Scandinavian Rye Muffins Recipe

Scandinavian Rye Muffins Recipe

  • 1 1/2 teaspoons active dry yeast (from a 1/4-oz package)
  • 1 1/2 teaspoons packed light brown sugar
  • 1 cup warm water (105-115°F)
  • 2/3 cup rye flour
  • 1 3/4 cups plus 1 tablespoon all-purpose flour
  • 1 1/2 teaspoons finely grated fresh orange zest
  • 3/4 teaspoon salt
  • 1/4 teaspoon anise seeds
  • 1/4 teaspoon ground cumin
  • 3/4 teaspoon caraway seeds
  • 2 tablespoons unsalted butter, melted and cooled, plus additional for greasing
  • 2 tablespoons molasses (not blackstrap)

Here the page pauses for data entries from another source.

PR #4122, opened 2021-05-20
[ZEPPELIN-5379] LIST_CONFIGURATIONS command cannot return the default…

mnmhouse:
### What is this PR for?

when download distirbution package ,  run zeppelin server ,do not config zeppelin-site.xml ,i found LIST_CONFIGURATIONS command cannot return the default configuration in the ZeppelinConfiguration class code,so the web  lack some configuration 

### What type of PR is it?
[Bug Fix]

### Todos
* [ ] - Task

### What is the Jira issue?
*  [ZEPPELIN-5379] https://issues.apache.org/jira/browse/ZEPPELIN-5379

* Ci pass and manually tested

image

### Questions:

### DIFF
--- a/zeppelin-interpreter/src/main/java/org/apache/zeppelin/conf/ZeppelinConfiguration.java
+++ b/zeppelin-interpreter/src/main/java/org/apache/zeppelin/conf/ZeppelinConfiguration.java
@@ -871,6 +871,10 @@ public class ZeppelinConfiguration {
         completeConfiguration.put(c.getVarName(), sysConfig.getString(c.getVarName()));
       } else if (envConfig.containsKey(c.name())) {
         completeConfiguration.put(c.getVarName(), envConfig.getString(c.name()));
+      }else {
+        if (getString(c)!=null){
+          completeConfiguration.put(c.getVarName(),getString(c));
+        }
       }
     }
     return completeConfiguration;
--- a/zeppelin-interpreter/src/main/java/org/apache/zeppelin/conf/ZeppelinConfiguration.java
+++ b/zeppelin-interpreter/src/main/java/org/apache/zeppelin/conf/ZeppelinConfiguration.java
@@ -864,17 +864,10 @@ public class ZeppelinConfiguration {
    * @return
    */
   public Map<String, String> getCompleteConfiguration() {
-    Map<String, String> completeConfiguration = new HashMap<>(properties);
-    // Is it possible that we overwrite properties
+    Map<String, String> completeConfiguration = new HashMap<>();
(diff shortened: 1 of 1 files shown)


zeppelin-interpreter/src/main/java/org/apache/zeppelin/conf/ZeppelinConfiguration.java
```diff
@@ -871,6 +871,10 @@ public boolean isPrometheusMetricEnabled() {
         completeConfiguration.put(c.getVarName(), sysConfig.getString(c.getVarName()));
       } else if (envConfig.containsKey(c.name())) {
         completeConfiguration.put(c.getVarName(), envConfig.getString(c.name()));
+      }else {
+        if (getString(c)!=null){
+          completeConfiguration.put(c.getVarName(),getString(c));
+        }
```
cuspymd, line 877: Since `envConfig` and `sysConfig` are checked in `getString()`, would it be okay to delete lines 870~873?

However, it seems that the check order of `envConfig` and `sysConfig` is different only in `getCompleteConfiguration()`.
@zjffdu @Reamer  Which of `envConfig` and `sysConfig` takes precedence?

Reamer: @cuspymd You can find the order in the [current docs](https://github.com/apache/zeppelin/blob/master/docs/setup/operation/configuration.md).
Comment by @zjffdu: https://github.com/apache/zeppelin/pull/4028#discussion_r560194922

I noticed a small typo. PR #4123 should fix this.

Reamer: > Since `envConfig` and `sysConfig` are checked in `getString()`, would it be okay to delete lines 870~873?

You should be right. I think we can also start with an empty Hashmap.
```java
  public Map<String, String> getCompleteConfiguration() {
    Map<String, String> completeConfiguration = new HashMap<>();
    for (ConfVars c : ConfVars.values()) {
        if (getString(c) != null){
            completeConfiguration.put(c.getVarName(), getString(c));
        }
    }
    return completeConfiguration;
  }
```

mnmhouse: @cuspymd   You look  very carefully，i did not notice  the getString() method  
@Reamer  thank you ,I will modify according to the code  you provided

cuspymd (approved):
Looks good!!

zjffdu:
LGTM, will merge if no more comment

  • Vegetable oil for greasing
  • 1 large egg, lightly beaten, for egg wash
  • 1/2 teaspoon flaky sea salt such as Maldon
  • Special equipment: an instant-read thermometer; 2 nonstick mini-muffin pans with 12 (1 3/4-inch-wide) muffin cups
  1. Stir together yeast, brown sugar, and 1/4 cup warm water in a large bowl until yeast is dissolved. Let stand until foamy, about 15 minutes. (If mixture doesn't foam, discard and start over with new yeast.)

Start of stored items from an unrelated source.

PR #4941, opened 2025-06-07
[ZEPPELIN-6195] Fix Selenium tests by switching from Chrome to Firefox and upgrading outdated Spark

ParkGyeongTae:
### What is this PR for?
 The `test-selenium-with-spark-module-for-spark-3-4` job in GitHub Actions was consistently failing with the error:
  ```bash
 from unknown command: 'Runtime.evaluate' wasn't found
 ```
 
 This issue was caused by ChromeDriver not recognizing the `Runtime.evaluate` command.
To resolve it, the browser used in the test was switched from Chrome to Firefox.

During the migration to Firefox, another issue occurred:
```bash
Unable to download from https://dlcdn.apache.org/spark/spark-3.4.2/spark-3.4.2-bin-hadoop3.tgz
java.io.FileNotFoundException: https://dlcdn.apache.org/spark/spark-3.4.2/spark-3.4.2-bin-hadoop3.tgz
```
This was due to the Spark 3.4.2 binaries no longer being available from the Apache mirror.
The test environment was therefore updated to use Spark 3.5.6, which resolved the download problem.

Summary of changes:
- Switched Selenium tests from Chrome to Firefox (non-snap) using geckodriver.
- Updated Spark version in the test environment from 3.4.2 to 3.5.6 to fix missing binary downloads.

Before: test-selenium-with-spark-module-for-spark-3-4 (Chrome, Spark 3.4.2)
After: test-selenium-with-spark-module-for-spark-3-5 (Firefox, Spark 3.5.6)

### What type of PR is it?
Bug Fix

### Todos
* [x] - Verified that other integration tests (if any) are not affected
* [x] - Confirmed long-term compatibility with the Chrome for Testing approach

### What is the Jira issue?
* Jira: https://issues.apache.org/jira/browse/ZEPPELIN-6195

- Run the `test-selenium-with-spark-module-for-spark-3-4` job in GitHub Actions.
- Verify that `AuthenticationIT` and any other affected Selenium tests pass without encountering `Runtime.evaluate` errors.

N/A

### Questions:

### DIFF
--- a/.github/workflows/frontend.yml
+++ b/.github/workflows/frontend.yml
@@ -24,6 +24,7 @@ env:
   SPARK_LOCAL_IP: 127.0.0.1
   ZEPPELIN_LOCAL_IP: 127.0.0.1
   INTERPRETERS: '!hbase,!jdbc,!file,!flink,!cassandra,!elasticsearch,!bigquery,!alluxio,!livy,!groovy,!java,!neo4j,!sparql,!mongodb'
+  ZEPPELIN_SELENIUM_BROWSER: firefox
 
 permissions:
   contents: read # to fetch code (actions/checkout)
--- a/.github/workflows/frontend.yml
+++ b/.github/workflows/frontend.yml
@@ -24,7 +24,6 @@ env:
   SPARK_LOCAL_IP: 127.0.0.1
   ZEPPELIN_LOCAL_IP: 127.0.0.1
   INTERPRETERS: '!hbase,!jdbc,!file,!flink,!cassandra,!elasticsearch,!bigquery,!alluxio,!livy,!groovy,!java,!neo4j,!sparql,!mongodb'
-  ZEPPELIN_SELENIUM_BROWSER: firefox
 
 permissions:
   contents: read # to fetch code (actions/checkout)
@@ -35,16 +34,13 @@ jobs:
     steps:
       - name: Checkout
         uses: actions/checkout@v4
-
       - name: Tune Runner VM
         uses: ./.github/actions/tune-runner-vm
-
       - name: Set up JDK 11
         uses: actions/setup-java@v4
         with:
           distribution: 'temurin'
           java-version: 11
-
       - name: Cache local Maven repository
         uses: actions/cache@v4
         with:
@@ -56,38 +52,10 @@ jobs:
           key: ${{ runner.os }}-zeppelin-${{ hashFiles('**/pom.xml') }}
           restore-keys: |
             ${{ runner.os }}-zeppelin-
-
-      - name: Install Firefox (non-snap) and geckodriver
-        run: |
-          sudo snap remove firefox || true
-
-          sudo add-apt-repository -y ppa:mozillateam/ppa
-          sudo tee -a /etc/apt/preferences.d/mozilla-firefox <<EOF
-          Package: *
-          Pin: release o=LP-PPA-mozillateam
-          Pin-Priority: 1001
-          EOF
-
-          sudo apt-get update
-          sudo apt-get install -y firefox
-
-          GECKODRIVER_VERSION=$(curl -s https://api.github.com/repos/mozilla/geckodriver/releases/latest | grep tag_name | cut -d '"' -f 4)
-          wget -q https://github.com/mozilla/geckodriver/releases/download/${GECKODRIVER_VERSION}/geckodriver-${GECKODRIVER_VERSION}-linux64.tar.gz
-          tar -xzf geckodriver-${GECKODRIVER_VERSION}-linux64.tar.gz
-          chmod +x geckodriver
-          sudo mv geckodriver /usr/local/bin/
-          geckodriver --version
-          firefox --version
-
       - name: Install application
-        run: ./mvnw clean install -DskipTests -am -pl zeppelin-web -Pweb-classic -Pspark-scala-2.12 -Pspark-3.5 -Pweb-dist ${MAVEN_ARGS}
-
+        run: ./mvnw clean install -DskipTests -am -pl zeppelin-web -Pweb-classic -Pspark-scala-2.12 -Pspark-3.4 -Pweb-dist ${MAVEN_ARGS}
       - name: Run headless test
-        run: |
-          xvfb-run --auto-servernum --server-args="-screen 0 1024x768x24" \
-            ./mvnw verify -pl zeppelin-web \
-            -Pweb-classic -Pspark-scala-2.12 -Pspark-3.5 -Pweb-dist -Pweb-e2e ${MAVEN_ARGS}
-
+        run: xvfb-run --auto-servernum --server-args="-screen 0 1024x768x24" ./mvnw verify -pl zeppelin-web -Pweb-classic -Pspark-scala-2.12 -Pspark-3.4 -Pweb-dist -Pweb-e2e ${MAVEN_ARGS}
       - name: Print zeppelin logs
         if: always()
         run: if [ -d "logs" ]; then cat logs/*; fi
@@ -123,24 +91,22 @@ jobs:
     defaults:
       run:
         shell: bash -l {0}
+    env:
+      ZEPPELIN_SELENIUM_BROWSER: firefox
     steps:
       - name: Checkout
         uses: actions/checkout@v4
-
       - name: Install Firefox (non-snap) and geckodriver
         run: |
           sudo snap remove firefox || true
-
           sudo add-apt-repository -y ppa:mozillateam/ppa
           sudo tee -a /etc/apt/preferences.d/mozilla-firefox <<EOF
           Package: *
           Pin: release o=LP-PPA-mozillateam
           Pin-Priority: 1001
           EOF
-
           sudo apt-get update
           sudo apt-get install -y firefox
-
           GECKODRIVER_VERSION=$(curl -s https://api.github.com/repos/mozilla/geckodriver/releases/latest | grep tag_name | cut -d '"' -f 4)
           wget -q https://github.com/mozilla/geckodriver/releases/download/${GECKODRIVER_VERSION}/geckodriver-${GECKODRIVER_VERSION}-linux64.tar.gz
           tar -xzf geckodriver-${GECKODRIVER_VERSION}-linux64.tar.gz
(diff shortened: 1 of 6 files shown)


Reamer:
Thank you for wanting to correct the Selenium tests. I see that your solution works. However, I find the downgrade very problematic, as it is not future-proof.

I had also looked at the problem some time ago and found a problem with the maximize method.
https://github.com/apache/zeppelin/blob/94ae845cd4a7fd6058e936d82f817e1ef8618a64/zeppelin-integration/src/test/java/org/apache/zeppelin/WebDriverManager.java#L159

The problem with Selenium is analyzed in more detail here.
https://github.com/SeleniumHQ/selenium/issues/15358

I would suggest a fixed height and width. Unfortunately, my initial tests were not successful. Perhaps you can find suitable values.

I like the update of the Selenium version, but not the downgrade of Chrome.

ParkGyeongTae:
@Reamer 
I always appreciate your feedback. I understand your point, and I’ve reviewed the discussion in the link you shared.
I’ll look into a way to keep Chrome up to date while ensuring the tests run without errors.

pan3793:
The issue looks to be there for a long time, if it is specific to Chrome, how about switching the test to Firefox?

Reamer:
Firefox has other bugs as far as I remember

ParkGyeongTae:
@pan3793 @Reamer 
Thanks for the suggestion! I switched the tests to Firefox, and they are now passing successfully. Please take a look and let me know if you have any further concerns.

.github/workflows/frontend.yml
```diff
@@ -86,32 +86,37 @@ jobs:
...
-          path: |
-            ~/.m2/repository
-            !~/.m2/repository/org/apache/zeppelin/
-            ~/.spark-dist
-            ~/.cache
-          key: ${{ runner.os }}-zeppelin-${{ hashFiles('**/pom.xml') }}
-          restore-keys: |
-            ${{ runner.os }}-zeppelin-
+
+      - name: Install Firefox (non-snap) and geckodriver
```
Reamer, line 99: What's wrong with the Snap version?

zeppelin-integration/src/test/java/org/apache/zeppelin/WebDriverManager.java
```diff
@@ -80,83 +80,44 @@ public WebDriver getWebDriver() {
...
-        return new SafariDriver();
-      } catch (Exception e) {
-        LOG.error("Exception in WebDriverManager while SafariDriver ", e);
-        return null;
-      }
-    };
+    WebDriver driver = getFirefoxDriver();
 
-    WebDriver driver;
-    switch (SystemUtils.getEnvironmentVariable("ZEPPELIN_SELENIUM_BROWSER", "").toLowerCase(Locale.ROOT)) {
```
Reamer: I think this switch with the environment variable is quite good; we should use this behavior in the tests to start a Firefox browser.

zeppelin-integration/src/test/java/org/apache/zeppelin/WebDriverManager.java
```diff
@@ -80,83 +80,44 @@ public WebDriver getWebDriver() {
...
       }
     }
 
     assertTrue(loaded);
 
-    driver.manage().window().maximize();
+    try {
+      driver.manage().window().maximize();
+    } catch (Exception e) {
+      LOG.warn("Failed to maximize Firefox window. Consider using setSize instead.", e);
```
Reamer: The error message should be generic with regard to the browser used.

Reamer (changes requested):
Thank you for looking at the issue again. In my opinion, too much useful code for other platforms has been removed.

.github/workflows/frontend.yml
ParkGyeongTae: @Reamer 
I took action because I encountered the following error when running the tests:
```bash
Error:  Tests run: 21, Failures: 0, Errors: 19, Skipped: 2, Time elapsed: 53.89 s <<< FAILURE! -- in org.apache.zeppelin.integration.ParagraphActionsIT
Error:  org.apache.zeppelin.integration.ParagraphActionsIT.testSingleDynamicFormTextInput -- Time elapsed: 0.903 s <<< ERROR!
org.openqa.selenium.SessionNotCreatedException: 
Could not start a new session. Response code 400. Message: binary is not a Firefox executable 
...
```
It seems that the Snap version of Firefox caused issues because the WebDriver couldn’t recognize it as a valid Firefox binary.

zeppelin-integration/src/test/java/org/apache/zeppelin/WebDriverManager.java
ParkGyeongTae: Thanks for the suggestion! I updated the message from "Failed to maximize Firefox window. Consider using setSize instead." to "Failed to maximize browser window. Consider using setSize() instead." to make it more generic.

zeppelin-integration/src/test/java/org/apache/zeppelin/WebDriverManager.java
ParkGyeongTae: I agree with you, and I've reverted the code to use this behavior accordingly.

pan3793:
I see the failed `run-e2e-tests-in-zeppelin-web` still prints

```
[INFO] [09:56:05] I/launcher - Running 1 instances of WebDriver
[INFO] [09:56:05] I/direct - Using ChromeDriver directly...
```

zeppelin-integration/src/test/java/org/apache/zeppelin/WebDriverManager.java
```diff
@@ -133,17 +133,17 @@ private WebDriver constructWebDriver(int port) {
...
     while (System.currentTimeMillis() - start < 60 * 1000) {
       // wait for page load
       try {
-        (new WebDriverWait(driver, Duration.ofSeconds(30))).until(new ExpectedCondition<Boolean>() {
+        (new WebDriverWait(driver, Duration.ofSeconds(60))).until(new ExpectedCondition<Boolean>() {
           @Override
           public Boolean apply(WebDriver d) {
             return d.findElement(By.xpath("//i[@uib-tooltip='WebSocket Connected']"))
-                .isDisplayed();
+                    .isDisplayed();
```
pan3793: please restore the unnecessary indention changes

ParkGyeongTae: I’ve restored the indentation to how it was originally.

pan3793: there are other 2 places, please check the diff

ParkGyeongTae: I’ve reverted the other two places as well.

.github/workflows/frontend.yml
```diff
@@ -24,6 +24,7 @@ env:
   SPARK_LOCAL_IP: 127.0.0.1
   ZEPPELIN_LOCAL_IP: 127.0.0.1
   INTERPRETERS: '!hbase,!jdbc,!file,!flink,!cassandra,!elasticsearch,!bigquery,!alluxio,!livy,!groovy,!java,!neo4j,!sparql,!mongodb'
+  ZEPPELIN_SELENIUM_BROWSER: firefox
```
Reamer: Please only add the env to the Selenium tests.

Reamer (changes requested):
Please completely revert your changes to the `run-e2e-tests-in-zeppelin-web` test. We should stick with one frontend test for this pull request and not touch both.

.github/workflows/frontend.yml
ParkGyeongTae: I’ve updated the workflow to add the environment variable only to the `test-selenium-with-spark-module-for-spark-3-5` job. As for the error in the `run-e2e-tests-in-zeppelin-web` job, I’ll address it in a separate issue.

zeppelin-web/package-lock.json
```diff
@@ -11800,7 +11800,7 @@
       "dev": true,
       "dependencies": {
         "concat-stream": "^1.5.0",
-        "duplexify": "^3.4.2",
+        "duplexify": "^3.5.6",
```
Reamer: Was there any unwanted search and replace behavior here?
Same version change as with the Spark version.

zeppelin-web/package-lock.json
```diff
@@ -17107,7 +17107,7 @@
...
```
Reamer: Same as above

Reamer (changes requested):
The question still needs to be clarified.

zeppelin-web/package-lock.json
ParkGyeongTae: I updated the `DEFAULT_SPARK_VERSION` in `zeppelin-test/src/main/java/org/apache/zeppelin/test/DownloadUtils.java` from `3.4.2` to `3.5.6`.

During debugging, I encountered the following error, which occurred because the `3.4.2` distribution file is no longer available. Upgrading the Spark version resolved the issue.

```bash
13:42:26,840  INFO org.apache.zeppelin.test.DownloadUtils:248 - Unable to download from https://dlcdn.apache.org/spark/spark-3.4.2/spark-3.4.2-bin-hadoop3.tgz
java.io.FileNotFoundException: https://dlcdn.apache.org/spark/spark-3.4.2/spark-3.4.2-bin-hadoop3.tgz
```

zeppelin-web/package-lock.json
ParkGyeongTae: Same as the above comment.

zeppelin-web/package-lock.json
Reamer: What does duplexify (a npm package) have to do with Spark?

ParkGyeongTae: I accidentally changed it and have reverted it back to 3.4.2.

zeppelin-web/package-lock.json
ParkGyeongTae: I changed it by mistake and reverted it back to 3.4.2.

pan3793:
@ParkGyeongTae thanks for fixing this, could you please update the PR title and description to reflect the final solution?

ParkGyeongTae:
@pan3793 
I’ve updated the PR title and description, as well as the Jira issue title and description.

pan3793 (approved):

Reamer:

  2. Whisk together rye flour, 1 cup all-purpose flour, zest, salt, anise seeds, cumin, and 1/2 teaspoon caraway seeds. Add flour mixture along with melted butter, molasses, and remaining 3/4 cup warm water to yeast mixture and beat with an electric mixer at medium speed 5 minutes. Reduce speed to low and add 1/2 cup all-purpose flour, beating until combined. Add remaining 1/4 cup plus 1 tablespoon all-purpose flour and beat until incorporated. (Dough will be very sticky.) Scrape down dough from side of bowl with a rubber spatula and let rise, bowl covered tightly with plastic wrap, in a draft-free place at warm room temperature until doubled in bulk, about 1 1/2 hours.

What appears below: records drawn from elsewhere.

PR #4949, opened 2025-06-25
[ZEPPELIN-6204] do not allow init params in JDBC URLs for H2

pjfanning:
### What is this PR for?
ZEPPELIN-6204

Slight tidy of the existing disallow list for strings in JDBC urls so that they are checked against just the query params and not the hostname in the URL. 

### What type of PR is it?
Bug Fix

### Todos
* [ ] - Task

### What is the Jira issue?

### Questions:
* Does the license files need to update? no

### DIFF
--- a/jdbc/src/test/java/org/apache/zeppelin/jdbc/JDBCInterpreterTest.java
+++ b/jdbc/src/test/java/org/apache/zeppelin/jdbc/JDBCInterpreterTest.java
@@ -58,7 +58,11 @@ import static org.apache.zeppelin.jdbc.JDBCInterpreter.DEFAULT_STATEMENT_PRECODE
 import static org.apache.zeppelin.jdbc.JDBCInterpreter.DEFAULT_URL;
 import static org.apache.zeppelin.jdbc.JDBCInterpreter.DEFAULT_USER;
 import static org.apache.zeppelin.jdbc.JDBCInterpreter.PRECODE_KEY_TEMPLATE;
-import static org.junit.jupiter.api.Assertions.*;
+import static org.junit.jupiter.api.Assertions.assertDoesNotThrow;
+import static org.junit.jupiter.api.Assertions.assertEquals;
+import static org.junit.jupiter.api.Assertions.assertFalse;
+import static org.junit.jupiter.api.Assertions.assertTrue;
+import static org.junit.jupiter.api.Assertions.fail;
 
 
 /**


Reamer:
I don't know whether we are preventing features that others want to use with these changes. 

Doesn't it make more sense to secure the H2 server according to the requirements? After all, Zeppelin is just one JDBC client of many.

pjfanning:
@Reamer @jongyoul is it ok to consider this for merge now? There are probably a few more query params that could be added to the disallow list but this covers some of the more commonly mentioned ones.

jdbc/src/main/java/org/apache/zeppelin/jdbc/JDBCInterpreter.java
```diff
@@ -589,17 +597,123 @@ public Connection getConnection(InterpreterContext context)
...
+
+    if (containsKeyIgnoreCase(params, ALLOW_LOAD_LOCAL) ||
+            containsKeyIgnoreCase(params, ALLOW_LOAD_LOCAL_IN_FILE_NAME) ||
+            containsKeyIgnoreCase(params, ALLOW_LOCAL_IN_FILE_NAME) ||
+            containsKeyIgnoreCase(params, ALLOW_URL_IN_LOCAL_IN_FILE_NAME) ||
+            containsKeyIgnoreCase(params, ALLOW_LOAD_LOCAL_IN_FILE_IN_PATH) ||
+            containsKeyIgnoreCase(params, AUTO_DESERIALIZE) ||
+            containsKeyIgnoreCase(params, SOCKET_FACTORY)) {
+      throw new IllegalArgumentException("Connection URL contains sensitive configuration");
+    }
```
seung-00, line 612:
```suggestion
       Stream.of(ALLOW_LOAD_LOCAL, ALLOW_LOCAL_IN_FILE_NAME, ...).forEach(rule -> {
            if (containsKeyIgnoreCase(params, rule)) throw new IllegalArgumentException("Connection URL contains sensitive configuration: " + rule);
        });
```

I find this version easier to read.

jdbc/src/main/java/org/apache/zeppelin/jdbc/JDBCInterpreter.java
```diff
@@ -589,17 +597,123 @@ public Connection getConnection(InterpreterContext context)
   }
 
   private void validateConnectionUrl(String url) {
-    String decodedUrl;
-    decodedUrl = URLDecoder.decode(url, StandardCharsets.UTF_8);
+    final String decodedUrl = urlDecode(url, url, 0);
+    final Map<String, String> params = parseUrlParameters(decodedUrl);
```
tbonelee, line 601: Just a small thought. I was wondering if decoding the full URL before parsing could lead to unexpected behavior in some edge cases. For example, if a parameter value contains encoded characters like `%26` (&) or `%3D` (=), decoding them too early might interfere with how the parameters are parsed.

I’m not sure if values like passwords are actually allowed or commonly used in this context, so this might not be relevant. But I thought it was worth mentioning just in case. 🙏

tbonelee:
Just a small thought. I was wondering if decoding the full URL before parsing could lead to unexpected behavior in some edge cases. For example, if a parameter value contains encoded characters like `%26` (&) or `%3D` (=), decoding them too early might interfere with how the parameters are parsed.

I’m not sure if values like passwords are actually allowed or commonly used in this context, so this might not be relevant. But I thought it was worth mentioning just in case. 🙏

jdbc/src/main/java/org/apache/zeppelin/jdbc/JDBCInterpreter.java
```diff
@@ -589,17 +597,123 @@ public Connection getConnection(InterpreterContext context)
...
 
+  /**
+   * Decode the URL encoded string recursively until no more decoding is needed.
+   * This is to handle cases where the URL might be double-encoded.
+   *
+   * @param url the original URL (for logging purposes)
+   * @param encoded the URL encoded string
+   * @param recurseCount the current recursion depth
+   * @return the decoded string
+   * @throws IllegalArgumentException if the recursion depth exceeds 100
```
seung-00: The function seems to recurse up to 10 times.

jdbc/src/main/java/org/apache/zeppelin/jdbc/JDBCInterpreter.java
```diff
@@ -156,14 +156,22 @@ public class JDBCInterpreter extends KerberosInterpreter {
...
   private static final String ALLOW_LOCAL_IN_FILE_NAME = "allowLocalInfile";
 
   private static final String ALLOW_URL_IN_LOCAL_IN_FILE_NAME = "allowUrlInLocalInfile";
 
+  private static final String AUTO_DESERIALIZE = "autoDeserialize";
+
+  private static final String SOCKET_FACTORY = "socketFactory";
+
+  private static final String INIT = "INIT";
+
```
seung-00, line 174: could be nice to group these into a Set.

jdbc/src/main/java/org/apache/zeppelin/jdbc/JDBCInterpreter.java
```diff
@@ -589,17 +597,123 @@ public Connection getConnection(InterpreterContext context)
...
+    // MySQL supports parentheses in the URL
+    // https://dev.mysql.com/doc/connectors/en/connector-j-reference-jdbc-url-format.html
+    // eg jdbc:mysql://(host=myhost,port=1111,allowLoadLocalInfile=true)/db
+    int parensIndex = extractFromParens(url, 0, parameters);
+    while (parensIndex > 0) {
+      parensIndex = extractFromParens(url, parensIndex, parameters);
+    }
+
+    // Split the URL into the base part and the parameters part
+    String[] parts = url.split("[?&;]");
```
seung-00, line 655: could be a bit faster if the regex was cached to avoid rebuilding every time

jdbc/src/main/java/org/apache/zeppelin/jdbc/JDBCInterpreter.java
```diff
@@ -589,17 +597,123 @@ public Connection getConnection(InterpreterContext context)
...
+      return -1;
+    }
+    final int endIndex = input.indexOf(')', startIndex);
+    if (startIndex != -1 && endIndex != -1) {
+      String params = input.substring(startIndex + 1, endIndex);
+      String[] keyValuePairs = params.split(",");
+      for (String pair : keyValuePairs) {
+        splitNameValue(pair, parameters);
+      }
+    }
```
seung-00, line 697: Does it work well if parentheses are in the URL query parameters?
`jdbc:mysql://.../db?password=abc(def)`

jdbc/src/main/java/org/apache/zeppelin/jdbc/JDBCInterpreter.java
pjfanning: I can't commit this unless it compiles so please don't use the suggestion option to suggest incomplete code.
I also disagree that this is more readable. The existing code in this PR is closer to the existing style in the existing codebase.

jdbc/src/main/java/org/apache/zeppelin/jdbc/JDBCInterpreter.java
pjfanning: I'm happy to stick with the existing code style.

jdbc/src/main/java/org/apache/zeppelin/jdbc/JDBCInterpreter.java
pjfanning: thanks - I fixed the comment. I recently reduced the recurse count from 100

jdbc/src/main/java/org/apache/zeppelin/jdbc/JDBCInterpreter.java
pjfanning: the cost of this regex will be tiny compared to the I/O cost of using JDBC commands so I'm not very interested in optimising every line of code here

jdbc/src/main/java/org/apache/zeppelin/jdbc/JDBCInterpreter.java
pjfanning: the code doesn't care about what the values are, it only cares about the param names - write some test cases if you are suspicious

pjfanning:
> Just a small thought. I was wondering if decoding the full URL before parsing could lead to unexpected behavior in some edge cases. For example, if a parameter value contains encoded characters like `%26` (&) or `%3D` (=), decoding them too early might interfere with how the parameters are parsed.
> 
> I’m not sure if values like passwords are actually allowed or commonly used in this context, so this might not be relevant. But I thought it was worth mentioning just in case. 🙏

The code in this PR ignores the param values. It only worries about the param names.
The original URL as entered by the user is passed to the JDBC layer - my code splits up the URL but only for my checks for suspicious param names.

jdbc/src/main/java/org/apache/zeppelin/jdbc/JDBCInterpreter.java
seung-00: I tested the following cases:
```java
testBannedMySQLQueryParamWithValidParam("password=allowLoadLocalInfile"); // 1. fail
testBannedMySQLQueryParamWithValidParam("password=(allowLoadLocalInfile)"); // 2. pass
```
I might be missing something, but test case 2 seems unintended. 
Part of the value `allowLoadLocalInfile` appears to be treated as a key due to the parentheses.

pjfanning: thanks - I'll look into the issue - but in the end of the day, it's not a very likely password
and the existing checks before this PR, they just do a string match on the whole URL so that code wouldn't handle this either

tbonelee:
@pjfanning Thanks for the clarification. I took a closer look and you're right. Decoding encoded special characters in values before validation would at most introduce an extra key, but it does not interfere with the parsing of subsequent parameters. I had initially worried about false negatives (i.e. cases where disallowed parameters might go undetected), but that doesn't seem to be the case. Thanks again, and sorry for the confusion.

pjfanning:
@jongyoul @Reamer would you be able to review this change?

pjfanning:
@jongyoul @Reamer would you be able to review this change? I think this fixes a couple of issues in the existing implementation.

pjfanning:
@jongyoul do you think this could be merged?

pjfanning:
@jongyoul @Reamer I am not a committer so can't merge this. Would either of you be in a position to do so?

tbonelee:
I’ve merged this into master.
Since I considered it a breaking change, I didn’t include it in branch-0.12.
Do you think it needs to be backported?

pjfanning:
Thanks @tbonelee - I would regard it more as a bug fix or fixes. It shouldn't change the behaviour for any use cases that we want to support.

  3. Put oven rack in middle position and preheat oven to 350°F. Butter muffin pans.
  4. Stir down dough (it will be too sticky to punch down). Divide dough evenly among 24 muffin cups, about a rounded tablespoon per cup. (Grease tablespoon with oil as necessary to prevent sticking.) Let dough rest, uncovered, in a draft-free place at warm room temperature 30 minutes. Gently brush tops of muffins with some of egg wash, then sprinkle with sea salt and remaining 1/4 teaspoon caraway seeds.
  5. Bake until muffins are puffed and a wooden pick or skewer inserted into center comes out clean, 25 to 35 minutes. Turn out muffins onto a rack and cool to warm or room temperature.